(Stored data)
PR #250, opened 2025-06-02
Update cross space-time masking

yawenzzzz:
This mainly addresses issues with cross-space, time, or space-time masking. The root cause was that some samples had no tokens to encode, especially when all selected encoding bandsets were missing. The main change is to select encoding and decoding bandsets per sample instead of per batch, ensuring that missing bandsets are excluded.

Test run: https://wandb.ai/eai-ai2/helios-debug/runs/758926w3

### DIFF
--- a/tests/unit/train/test_masking.py
+++ b/tests/unit/train/test_masking.py
@@ -890,17 +890,41 @@ def test_space_cross_modality_masking_with_missing_data(set_random_seeds: None) 
         worldcover=torch.full((b, h, w, 1, worldcover_num_bands), MISSING_VALUE),
     )
 
-    strategy = ModalityCrossSpaceMaskingStrategy(
+    strategy_allow_false = ModalityCrossSpaceMaskingStrategy(
         encode_ratio=0.1,
         decode_ratio=0.75,
         allow_encoding_decoding_same_bandset=False,
     )
-    masked_sample = strategy.apply_mask(batch, patch_size=patch_size)
-    logger.info(f"masked_sample: {masked_sample}")
+    strategy_allow_true = ModalityCrossSpaceMaskingStrategy(
+        encode_ratio=0.1,
+        decode_ratio=0.75,
+        allow_encoding_decoding_same_bandset=True,
+    )
+    masked_sample_allow_false = strategy_allow_false.apply_mask(
+        batch, patch_size=patch_size
+    )
+    masked_sample_allow_true = strategy_allow_true.apply_mask(
+        batch, patch_size=patch_size
+    )
+    logger.info(f"masked_sample_allow_false: {masked_sample_allow_false}")
+    logger.info(f"masked_sample_allow_true: {masked_sample_allow_true}")
     # Check that the worldcover mask has the expected values
     # Check that latlon mask has the expected values
     expected_latlon_mask = torch.tensor([[0], [2], [2], [0]])
 
     # Assert that the masks match the expected values
-    assert (masked_sample.worldcover_mask == MaskValue.MISSING.value).all()  # type: ignore
-    assert torch.equal(masked_sample.latlon_mask, expected_latlon_mask)
+    assert (masked_sample_allow_false.worldcover_mask == MaskValue.MISSING.value).all()  # type: ignore
+    assert torch.equal(masked_sample_allow_false.latlon_mask, expected_latlon_mask)
+
+    # Compare the masks between two strategies
+    assert not torch.equal(
+        masked_sample_allow_false.latlon_mask, masked_sample_allow_true.latlon_mask
+    )
+    assert not torch.equal(
+        masked_sample_allow_false.sentinel2_l2a_mask,
+        masked_sample_allow_true.sentinel2_l2a_mask,
+    )
+    assert not torch.equal(
+        masked_sample_allow_false.sentinel1_mask,
+        masked_sample_allow_true.sentinel1_mask,
+    )


helios/data/dataset.py
```diff
@@ -225,11 +215,15 @@ def time(self) -> int:
 
     @property
     def valid_time(self) -> int:
-        """Get the minimum number of valid time steps in the data."""
-        # Go through each sample, check the number of valid timesteps and get the min
+        """Get the minimum number of valid time steps in a batch.
+
+        Note that the timestamps are edge padded by repeating the last timestamp.
+        """
         min_valid_time = 12
```
Hgherzog: min_valid_time should be a constant as it is tied to the max length of the sequence which could change in the future

helios/train/loss.py
```diff
@@ -572,6 +572,16 @@ def compute(
         # online_encodings_b = predictions.pool_unmasked_tokens(
         #     PoolingType.MEAN, spatial_pooling=False
         # )
+
+        valid_mask = (
+            torch.all(torch.isfinite(predictions), dim=-1)
```
Hgherzog: nit: if all elements are finite then automatically all of the elements are not nan so the .isnan logic is redundant

helios/train/masking.py
```diff
@@ -739,56 +739,80 @@ def __init__(
         self._encode_ratio = encode_ratio
         self._decode_ratio = decode_ratio
         self.strategy = strategy
-        self.max_unmasking_bandsets = max_unmasking_bandsets
         self.min_encoding_bandsets = min_encoding_bandsets
         self.max_encoding_bandsets = max_encoding_bandsets
+        self.generator = np.random.default_rng(0)
```
Hgherzog: Suggestion: So far we have been using global random state for random consistency in masking instead of generator. This allows us to restore masking state with the rng component of the state dict the trainer reloads on restarts.

helios/train/masking.py
```diff
@@ -739,56 +739,80 @@ def __init__(
...
-            raise ValueError("No valid decoding bandset combinations found")
-        return decoding_bandset_combinations
+    def get_sample_present_modalities(
+        self, batch: MaskedHeliosSample
+    ) -> list[dict[str, dict[int, int]]]:
+        """Get the modalities that are present for each sample."""
+        masked_sample_dict = batch.as_dict(return_none=False)
+        present_modalities = []
+
+        for sample_idx in range(batch.timestamps.shape[0]):
```
Hgherzog: How long is this operation taking in practice? Looping over modalities and then doing something like the below where you vectorize in the sample dimension might be helpful. If the time is negligible, then it is okay to leave it. 
`missing_values_mask = (modality_mask == MaskValue.MISSING.value) # Shape (B, *dims, NumBands)

    # For each sample, check if ALL values for that modality (across all its dimensions other than batch) are missing.
    # Flatten all dimensions except the batch dimension for the torch.all check.
    # missing_values_mask.view(batch_size, -1) will have shape (B, total_elements_per_sample_for_modality)
    is_modality_completely_missing_for_samples = torch.all(
        missing_values_mask.view(batch_size, -1), 
        dim=1
    )
    # is_modality_completely_missing_for_samples has shape (B,)
    
    is_modality_present_for_samples = ~is_modality_completely_missing_for_samples # Shape (B,)

    num_bandsets = modality_mask.shape[-1]
    # This bandset_info is the same for all samples where this modality is present
    bandset_info = {i: 1 for i in range(num_bandsets)}

    # Get indices of samples where the current modality is present
    present_sample_indices = torch.where(is_modality_present_for_samples)[0]

    for sample_idx_tensor in present_sample_indices:
        sample_idx = sample_idx_tensor.item() # Convert 0-dim tensor to Python int
        all_present_modalities[sample_idx][modality] = bandset_info`

helios/train/masking.py
```diff
@@ -739,56 +739,80 @@ def __init__(
...
+                )
+            # Split the bandsets into encoded and decoded
+            if len(all_modalities_bandsets) <= 2:
+                encoded_bandset_idxs = all_modalities_bandsets
+                decoded_bandset_idxs = []
+            else:
+                num_encoded_bandsets = self.generator.integers(
+                    2, len(all_modalities_bandsets)
+                )
+                encoded_idxs = self.generator.choice(
```
Hgherzog: Suggestion: see comment above about using generation vs np.random.intergers

helios/train/masking.py
```diff
@@ -739,56 +739,80 @@ def __init__(
...
+                    # Add all bandsets indices, by default encode all bandsets (1: encode, 0: decode)
+                    bandset_idx = {i: 1 for i in range(modality_mask.shape[-1])}
+                    present_modalities_for_sample[modality] = bandset_idx
+
+            present_modalities.append(present_modalities_for_sample)
+        return present_modalities
+
+    def select_encoded_decoded_bandsets(
+        self, present_modalities: list[dict[str, dict[int, int]]]
+    ) -> list[dict[str, dict[int, int]]]:
```
Hgherzog: see above suggestion on simplifying the creation of the all_modalities_bandsets

helios/train/masking.py
```diff
@@ -739,56 +739,80 @@ def __init__(
...
+                ]
+                decoded_bandset_idxs = [
+                    band
+                    for i, band in enumerate(all_modalities_bandsets)
+                    if i not in encoded_idxs
+                ]
+            # Set the encoded and decoded bandsets (1: encode, 0: decode)
+            for encoded_modality, encoded_bandset in encoded_bandset_idxs:
+                present_modalities_for_sample[encoded_modality][encoded_bandset] = 1
+            for decoded_modality, decoded_bandset in decoded_bandset_idxs:
```
Hgherzog: I think it is cleaner and simpler to just return two objects one for encoded and another for decoded instead of storing a 1 or 0 for every bandset individually? But maybe the access pattern suggests this is better

helios/train/masking.py
```diff
@@ -808,53 +831,66 @@ def apply_bandset_mask_rules(
...
-                        == MaskValue.ONLINE_ENCODER.value
-                    )
-                    modality_mask[..., bandset_idx] = torch.where(
-                        online_encoder_mask,
-                        MaskValue.TARGET_ENCODER_ONLY.value,
-                        modality_mask[..., bandset_idx],
-                    )
+                encoded_decoded_bandset_idxs = present_modalities_for_sample[modality]
+                for bandset_idx in encoded_decoded_bandset_idxs:
+                    is_encoded = encoded_decoded_bandset_idxs[bandset_idx] == 1
```
Hgherzog: If we do it this way better to just store true and false than check against 1 or 0

helios/train/masking.py
```diff
@@ -808,53 +831,66 @@ def apply_bandset_mask_rules(
...
-                    )
-                    modality_mask[..., bandset_idx] = torch.where(
-                        not_missing_mask,
-                        forced_mask_value,
-                        modality_mask[..., bandset_idx],
+
+            for sample_idx in range(masked_batch.timestamps.shape[0]):
+                present_modalities_for_sample = encoded_decoded_bandsets[sample_idx]
+
+                if modality not in present_modalities_for_sample:
```
Hgherzog: I think having a helper function here would help quite a bit with readability

helios/train/masking.py
```diff
@@ -739,56 +739,80 @@ def __init__(
...
+                modality_mask = masked_sample_dict[modality_mask_name]
+                missing_mask = modality_mask == MaskValue.MISSING.value
+                # Modality is present only if it is not completely missing
+                if not torch.all(missing_mask[sample_idx]):
+                    # Add all bandsets indices, by default encode all bandsets (1: encode, 0: decode)
+                    bandset_idx = {i: 1 for i in range(modality_mask.shape[-1])}
+                    present_modalities_for_sample[modality] = bandset_idx
+
+            present_modalities.append(present_modalities_for_sample)
+        return present_modalities
```
Hgherzog: Suggestion: I think creating and returning the all_modalities_bandsets here would help simplify the for loops in select_encoded_decoded_bandsets significantly. e.g return a list per sample of lists of the available (modality, bandset_idx).

helios/train/masking.py
```diff
@@ -739,56 +739,80 @@ def __init__(
...
+            for modality in present_modalities_for_sample:
+                all_modalities_bandsets.extend(
+                    [
+                        (modality, bandset_idx)
+                        for bandset_idx in present_modalities_for_sample[modality]
+                    ]
+                )
+            # Split the bandsets into encoded and decoded
+            if len(all_modalities_bandsets) <= 2:
+                encoded_bandset_idxs = all_modalities_bandsets
```
Hgherzog: If there is only 1 present bandset in the sample we should remove this sample? Does this ever happen in practice?

helios/train/masking.py
```diff
@@ -739,56 +739,80 @@ def __init__(
...
+                    if i not in encoded_idxs
+                ]
+            # Set the encoded and decoded bandsets (1: encode, 0: decode)
+            for encoded_modality, encoded_bandset in encoded_bandset_idxs:
+                present_modalities_for_sample[encoded_modality][encoded_bandset] = 1
+            for decoded_modality, decoded_bandset in decoded_bandset_idxs:
+                present_modalities_for_sample[decoded_modality][decoded_bandset] = 0
+
+            encoded_decoded_bandsets.append(present_modalities_for_sample)
+        return encoded_decoded_bandsets
```
Hgherzog, line 858: Suggestion: I think it is much simpler to just return the encoded and decoded bandset indices directly. nit:  It may also make sense to have them be sets rather than lists.

scripts/base_debug_scripts/galileo.py
Hgherzog, line 1: I think this should be a seperate base_debug script

helios/data/dataset.py
yawenzzzz: fixed.

helios/train/loss.py
yawenzzzz: I think we can safely remove this valid_mask since we're checking the present modalities per sample now. I will double check.

helios/train/masking.py
yawenzzzz: fixed.

helios/train/masking.py
yawenzzzz: fixed.

scripts/base_debug_scripts/galileo.py
yawenzzzz: this is just for testing purpose, i will get it back later.

helios/train/masking.py
yawenzzzz: Actually, it's possible to happen (but we haven't ran into this issue yet), e.g., when there's only S1 available, no other modalities. It's mainly impacting the contrastive loss, as this sample will have nothing to decode. I think dropping those samples at the very beginning, like in the dataset filter, will be a better idea.

helios/train/masking.py
yawenzzzz: Fixed.

helios/train/masking.py
yawenzzzz: i think this is a faster implementation, which saves time on revisiting the modality mask. I will switch to this then.

helios/train/masking.py
yawenzzzz: agree, i removed the present_modalities and instead simply return encoding and decoding bandsets, i think that's a better idea.

helios/train/masking.py
yawenzzzz: fixed.

helios/train/masking.py
yawenzzzz: agree, fixed.

helios/train/masking.py
yawenzzzz: fixed.

PR #252, opened 2025-06-03
Henryh/investigate s1 landsat performance

Hgherzog:
Made evaluation faster
- split out embedding batch size and probe batch size
- enabled flash attention during eval 
- enabled picking max miou for the eval

Other small fixes around using properties of modalities instead of str, Fix bug to allow for sickle without s2 but with s1 and landsat

### DIFF
--- a/helios/nn/flexihelios.py
+++ b/helios/nn/flexihelios.py
@@ -1195,7 +1195,9 @@ class Encoder(FlexiHeliosBase):
             # of True indicates the value *should* take part in
             # attention
             # WARNING: THIS MAY CHANGE DEPENDING ON THE ATTENTION IMPLEMENTATION
-            tokens = blk(x=tokens, y=None, attn_mask=new_mask)
+            tokens = blk(
+                x=tokens, y=None, attn_mask=new_mask if self.training else None
+            )
 
         if exit_ids_seq is not None:
             # this should only ever be called by the target encoder,


helios/train/masking.py
```diff
@@ -128,7 +132,11 @@ def height(self) -> int:
     @property
     def width(self) -> int:
         """Get the width of the data."""
-        height_width_time_modalities = ["sentinel2_l2a", "sentinel1", "worldcover"]
+        height_width_time_modalities = [
+            "sentinel2_l2a",
+            Modality.SENTINEL1.name,
+            "worldcover",
+        ]
```
gabrieltseng: Do we want to replace all the modality names in this list?

Hgherzog: I think the correct solution is to actually loop through modalities with spatial and temporal dimensions based on Modality spec properties.

helios/evals/linear_probe.py
```diff
@@ -56,53 +57,73 @@ def train_and_eval_probe(
...
+            device=device,
+        )
+        print(f"Epoch {end_epoch}, MIoU: {eval_miou}")
+        eval_mious.append(eval_miou)
+    for i in range(len(eval_mious)):
+        print(f"Epoch {(i + 1) * eval_interval}, MIoU: {eval_mious[i]}")
+    max_miou = max(eval_mious)
+    max_epoch = (eval_mious.index(max_miou) + 1) * eval_interval
+    print(f"Max MIoU: {max_miou} at epoch {max_epoch}")
+    return max(eval_mious)
```
gabrieltseng: IMO this is leakage - basically using the evaluation data to pick the best epoch. 

When reporting test results, we will use the same code (I think?), so we should be careful about this. 

I think the right solution here is to explicitly separate the validation and test sets - then, if we pick the best performing epoch using the val set, we are not peaking at test set results. FWIW, I think sweeping probe learning rates is similar to picking the best epoch, so for consistency with the Galileo results it may be best to only sweep the learning rates using a fixed number of epochs (50).

Hgherzog: I agree there may be leakage if you do this on the test set. I can update this to just warning log instead if the max eval miou is significantly higher at an early epoch. For all the evals except sickle this created a negligible difference in performance and the last epoch was usually the best anyway. Because sickle has so few labels, it overfits way before 50 epochs once the embeddings are pretty good so the goal of this was just to prevent overfitting which seems to be the main culprit of the really high variance looking sickle evals. I would honestly rather not use sickle if we can find a better landsat eval.

gabrieltseng: okay. It seems like sickle doesn't have a test set (cc @yawenzzzz ?) in which case for sickle our val set == test set, so it most problematic to do this for sickle.

Given this I think we should either split sickle's train set into a train and validation set, or not use sickle and find another landsat dataset as you suggested. Maybe we can do both, since splitting sickle's training data should be easy.

gabrieltseng: https://github.com/allenai/helios/pull/255

Here's an example of how we could have a fully untouched "test" set.

Hgherzog: Thanks I incorporated that into this.

yawenzzzz: yes, the authors didn't share test labels, I have just requested and still wait for response, we can add test set later. For now, splitting train into train & val looks good.

helios/evals/linear_probe.py
```diff
@@ -56,53 +60,79 @@ def train_and_eval_probe(
...
-        ),
-        probe=probe,
-        num_classes=config.num_classes,
-        patch_size=output_patch_size,
-        device=device,
-    )
-    return eval_miou
+    logits_per_patch = int(config.num_classes * output_patch_size * output_patch_size)
+    probe = nn.Sequential(nn.Linear(in_features, logits_per_patch)).to(device)
+    num_eval_groups = math.ceil(epochs / eval_interval)
```
yawenzzzz: Suggestion: add a comment to explain the usage of `num_eval_groups` as it haven't been used before.

PR #253, opened 2025-06-03
Pjreddie/naming fixes

pjreddie:
Encoder and Predictor had different names for what was semantically the same variable, this unifies the naming and also removes the config options from a lot of tests when they were set to the default anyway.

Some day I might advocate for changing Predictor to be Decoder but not today...

### DIFF
--- a/helios/nn/st_model.py
+++ b/helios/nn/st_model.py
@@ -46,13 +46,13 @@ class STBase(nn.Module):
         self,
         embedding_size: int,
         max_sequence_length: int,
-        use_channel_embs: bool,
         num_heads: int,
         mlp_ratio: float,
         depth: int,
         drop_path: float,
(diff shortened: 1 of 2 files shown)


helios/nn/flexihelios.py
```diff
@@ -593,8 +593,8 @@ def __init__(
         embedding_size: int,
         supported_modalities: list[ModalitySpec],
         max_sequence_length: int,
-        use_channel_embs: bool = True,
-        random_channel_embs: bool = False,
+        learnable_channel_embeddings: bool = True,
+        random_channel_embeddings: bool = False,
```
Hgherzog, line 597: Suggestion: name this random_init_channel_embeds so its clear it is the initialization not whether it is learned

PR #254, opened 2025-06-03
Henryh/128 datasets

Hgherzog:
Enables creation of datasets where each sample has a tile size split up from the base image tile size and also lets you do zstd via command line

### DIFF
--- a/helios/dataset/convert_to_h5py.py
+++ b/helios/dataset/convert_to_h5py.py
@@ -292,7 +292,7 @@ class ConvertToH5py:
                 image = convert_to_db(image)
 
             if modality.is_spatial:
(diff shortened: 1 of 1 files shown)


helios/dataset/convert_to_h5py.py
```diff
@@ -257,6 +290,17 @@ def _create_h5_file(
             # Convert Sentinel1 data to dB
             if modality == Modality.SENTINEL1:
                 image = convert_to_db(image)
+
+            if modality.is_spatial:
+                # Calculate row and column indices for 2x2 grid
```
favyen2: Fix comment to not be specific about 2x2 grid

PR #257, opened 2025-06-05
Linear probe for classification evals

gabrieltseng:


helios/train/callbacks/evaluator_callback.py
```diff
@@ -71,6 +75,34 @@ def __init__(
...
+        if eval_mode == "linear_probe":
+            if self.probe_lr is None:
+                raise ValueError("probe_lr cannot be none for segmentation tasks.")
+            if self.config.task_type == TaskType.SEGMENTATION:
+                if self.config.height_width is None:
+                    raise ValueError(
+                        "config.height_width cannot be none for segmentation tasks."
+                    )
+                if self.config.height_width % self.patch_size != 0:
+                    raise ValueError("Image height / width indivisable by patch size.")
```
gabrieltseng, line 100: Moved a lot of these checks to the init so that they will trigger earlier in the script if they are wrong.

EXERCISE AIM — Nothing but a number is expected here: how many lines above include the string "there".

SOLUTION — 3